When we ran it in the cluster, we found another interesting error, however.

So — its the next day, and we tried to run my map/reduce job in the cluster, and it broke immedeately….
Why ? Because I used apache’s commons-io for a few things….So I had to convert the following block of code. Below is a contrast of the original code I used for recursively reading through a text file. versus the exact same logic, implemented without Commons-io, using the Hadoop FileSystem API.

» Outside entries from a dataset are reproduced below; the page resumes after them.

PR #12369, opened 2026-03-31
MdePkg/PciSegmentLib: Mask reserved bits in PCI_SEGMENT_LIB_ADDRESS macro

gapandya:
Apply final AND masks to clear reserved bit ranges:
- Bits 28-31 (true branch): 0xFFFF0FFFFFFF
- Bits 48-63 (both branches): 0xFFFFFFF (false) / implicit (true)

# Description

This adds precautionary reserved bits masking and macro safety.
Ensures reserved bits remain zero even if per-field masks are removed. 

- [ ] Breaking change?
  - No.
- [ ] Impacts security?
  - No.
- [ ] Includes tests?
  - No.

## How This Was Tested

Booted server platform with change.

## Integration Instructions
NA

### DIFF
--- a/MdePkg/Include/Library/PciSegmentLib.h
+++ b/MdePkg/Include/Library/PciSegmentLib.h
@@ -24,6 +24,7 @@
   accesses when PCI Segments other than Segment #0 must be accessed.
 
 Copyright (c) 2006 - 2018, Intel Corporation. All rights reserved.<BR>
+Copyright (C) 2026 Advanced Micro Devices, Inc. All rights reserved.<BR>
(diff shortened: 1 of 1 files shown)


gapandya:
Hi @lgao4 , @mdkinney ,

Can you please help to review the code. 
Thanks.

lgao4 (approved):

mdkinney:
Why is this required at all?  The construction of the value from the individual fields would never set those bits.

Please add an example where the reserved bits would be set before this change is applied.

mdkinney (changes requested):
Add same code the demonstrates reserved bits being set before this change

The important take home lesson for me was that hadoop’s FileSystem API is compatible with both local and distributed file systems, and so it works great for unit tests and standard, local disk io. However, the additional advantage is that the FileSystem API, by virtue of the Configuration object which it recieves, is modular enough to operate equally effectively on a hadoop cluster, in the hadoop DFS.

The old way 🙁

/** Old code – only works locally, crashes due to file protocol excption in a cluster ** /

       /**
        File rootDirectory = new File(rootPath.makeQualified(FileSystem.get(conf)).toUri());

        //case where we had a file as input.
        if(rootDirectory.isFile())
            return Arrays.asList(new Path(rootDirectory.getAbsolutePath()));

        //Other case, a directory was the input.
        IOFileFilter filter = FileFilterUtils.prefixFileFilter(“part-“);
        IOFileFilter dirFilter = FileFilterUtils.directoryFileFilter();

        Collection<File> c1 = FileUtils.listFiles(rootDirectory, filter, dirFilter);
        List<Path> paths = Lists.newArrayList();
        for(File f1 : c1)
        {
            System.out.println(“\t found json file : “+f1.getAbsolutePath() + ” ” + f1.length()/1000 + ” kb”);
            paths.add(new Path(f1.getAbsolutePath()));
        }
        return paths;
        */
    }

The hadoop way ! 🙂

public static Collection<Path> determineInputs(Path rootPath,Configuration conf) throws IOException
    {
        if(! FileSystem.get(conf).getFileStatus(rootPath).isDir())
            return Arrays.asList(rootPath);

        FileStatus[] c1 = FileSystem.get(conf).listStatus(rootPath);
        List<Path> paths = Lists.newArrayList();
        for(FileStatus f1 : c1)
        {
            if(f1.isDir())
            {
                paths.addAll(determineInputs(f1.getPath(),conf));
            }
            else
            {
                System.out.println(“\t found json file : “+f1 + ” ” + f1.getLen()/1000 + ” kb”);
                if(f1.getPath().getName().contains(“part-“) && ! f1.getPath().getName().startsWith(“.”))
                    paths.add(f1.getPath());
            }
        }
        return paths;

}

BLOG

06 Dec 2020
Looking back at 2020 – with g...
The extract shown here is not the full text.